I have some code which looks something like this:
def run(spider_name, settings):
runner = CrawlerProcess(settings)
runner.crawl(spider_name)
runner.start()
return True
I have two py.test tests which each call run(), when the second test executes I get the following error.
runner.start()
../../.virtualenvs/scrape-service/lib/python3.6/site-packages/scrapy/crawler.py:291: in start
reactor.run(installSignalHandlers=False) # blocking call
../../.virtualenvs/scrape-service/lib/python3.6/site-packages/twisted/internet/base.py:1242: in run
self.startRunning(installSignalHandlers=installSignalHandlers)
../../.virtualenvs/scrape-service/lib/python3.6/site-packages/twisted/internet/base.py:1222: in startRunning
ReactorBase.startRunning(self)
_ _ _ _ _ _ _ _ _ _ _ _ _ _ _ _ _ _ _ _ _ _ _ _ _ _ _ _ _ _ _ _ _ _ _ _ _ _ _ _ _ _ _ _ _ _ _ _ _ _ _
self = <twisted.internet.selectreactor.SelectReactor object at 0x10fe21588>
def startRunning(self):
"""
Method called when reactor starts: do some initialization and fire
startup events.
Don't call this directly, call reactor.run() instead: it should take
care of calling this.
This method is somewhat misnamed. The reactor will not necessarily be
in the running state by the time this method returns. The only
guarantee is that it will be on its way to the running state.
"""
if self._started:
raise error.ReactorAlreadyRunning()
if self._startedBefore:
> raise error.ReactorNotRestartable()
E twisted.internet.error.ReactorNotRestartable
I get this reactor thing is already running so I cannot runner.start()
when the second test runs. But is there some way to reset its state inbetween the tests? So they are more isolated and actually can run after one another.
If you use CrawlerRunner
instead of CrawlerProcess
in conjunction with pytest-twisted
, you should be able to use run your tests like this:
Install Twisted integration for Pytest: pip install pytest-twisted
from scrapy.crawler import CrawlerRunner
def _run_crawler(spider_cls, settings):
"""
spider_cls: Scrapy Spider class
settings: Scrapy settings
returns: Twisted Deferred
"""
runner = CrawlerRunner(settings)
return runner.crawl(spider_cls) # return Deferred
def test_scrapy_crawler():
deferred = _run_crawler(MySpider, settings)
@deferred.addCallback
def _success(results):
"""
After crawler completes, this function will execute.
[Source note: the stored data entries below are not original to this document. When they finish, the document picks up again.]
Issue #3076, opened 2024-02-27
`KafkaMessageListenerContainer` doesn't properly clear threadState of `AfterRollbackProcessor`


rroesch1:
**In what version(s) of Spring for Apache Kafka are you seeing this issue?**

3.1.1

**Describe the bug**

The `KafkaMessageListenerContainer` doesn't clear the threadState of `AfterRollbackProcessor` after a successfull processing attempt if `transactionManager` is set.

**To Reproduce**

* I have a `KafkaMessageListenerContainer` configured with a `BatchMessageListener` and `KafkaTransactionManager` (batched exactly-once processing)
* Additionally i set a `DefaultAfterRollbackProcessor` with `ExponentialBackOff`
* i **do not** set any CommonErrorHandler (`AbstractMessageListenerContainer#setCommonErrorHandler`)

Example snippet:
```java
    @Bean
    MessageListenerContainer messageListenerContainer(
            KafkaTemplate<byte[], byte[]> kafkaTemplate,
            ConsumerFactory<byte[], byte[]> consumerFactory,
            KafkaTransactionManager<byte[], byte[]> transactionManager) {

        // initialize MyEventListener which is a BatchMessageListener
        var myEventListener = new MyEventListener(kafkaTemplate);
        // initialize container properties
        var props = new ContainerProperties(sourceTopics);
        props.setMessageListener(myEventListener);
        props.setTransactionManager(transactionManager); // enable transaction manager for exactly-once processing
        // initialize back-off strategy for retries
        var backOff = new ExponentialBackOff(1000, 2);
        backOff.setMaxInterval(300000L); // set back-off limit to 5min
        var afterRollbackProcessor = new DefaultAfterRollbackProcessor<>(backOff);
        // initialize MessageListenerContainer
        var container = new KafkaMessageListenerContainer<>(consumerFactory, props);
        container.setAfterRollbackProcessor(afterRollbackProcessor);
        return container;
    }
```

**(Un-)expected behavior**

* `KafkaMessageListenerContainer` calls the `AfterRollbackProcessor` after each failed transacation (as expected)
* the `DefaultAfterRollbackProcessor` uses the configured `BackOff` after each failed transacttion (as expected)
* after a sucessfull processing attempt, `AfterRollbackProcessor#clearThreadState` is not being called (that's **unexpected** to me)
[...]

PR #3082, opened 2024-02-28
GH-3076: Set `batchFailed` state in `ListenerConsumer` even if no `commonErrorHandler` is configured

rroesch1:
This PR is naïve approach to solve #3076 (i am not sure about possible side effects/consequences of this change)


rroesch1:
@pivotal-cla This is an Obvious Fix

artembilan (changes requested):
The fix looks good!

Any chances we can have a unit test to cover such a situation?

And from there the fix won't be so `obvious`, so consider to sign the CLA, please.

rroesch1:
* Sorry for the late feedback but i had to clarify the CLA requirement with my employer.  My contributions should now be covered by a Corporate CLA.
* I added a unit test which should cover the situation described in #3076 (thus it's probably no longer an obvious fix)

artembilan (changes requested):
Please, add your name to the `@author` list of the affected classes.

rroesch1:
> Please, add your name to the `@author` list of the affected classes.

done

Do your assertions in this function.
"""
@deferred.addErrback
def _error(failure):
raise failure.value
return deferred
To put it plainly, _run_crawler()
will schedule a crawl in the Twisted reactor and execute callbacks when the scrape completes. In those callbacks (_success()
and _error()
) is where you will do your assertions. Lastly, you have to return the Deferred
object from _run_crawler()
so that the test waits until the crawl is complete. This part with the Deferred
, is essential and must be done for all tests.
Here's an example of how to run multiple crawls and aggregate results using gatherResults
.
from twisted.internet import defer
def test_multiple_crawls():
d1 = _run_crawler(Spider1, settings)
d2 = _run_crawler(Spider2, settings)
d_list = defer.gatherResults([d1, d2])
@d_list.addCallback
def _success(results):
assert True
@d_list.addErrback
def _error(failure):
assert False
return d_list
I hope this helps, if it doesn't please ask where you're struggling.
According to the scrapy docs:
By default, Scrapy runs a single spider per process when you run
scrapy crawl. However, Scrapy supports running multiple spiders per
process using the internal API.
For example:
import scrapy
from scrapy.crawler import CrawlerProcess
class MySpider1(scrapy.Spider):
# Your first spider definition
...
class MySpider2(scrapy.Spider):
# Your second spider definition
...
process = CrawlerProcess()
process.crawl(MySpider1)
process.crawl(MySpider2)
process.start() # the script will block here until all crawling jobs are finished
If you want to run another spider after you've called process.start
then I expect you can just issue another process.crawl(SomeSpider)
call at the point in your program where you determine the need to do this.
Examples of other scenarios are given in the docs.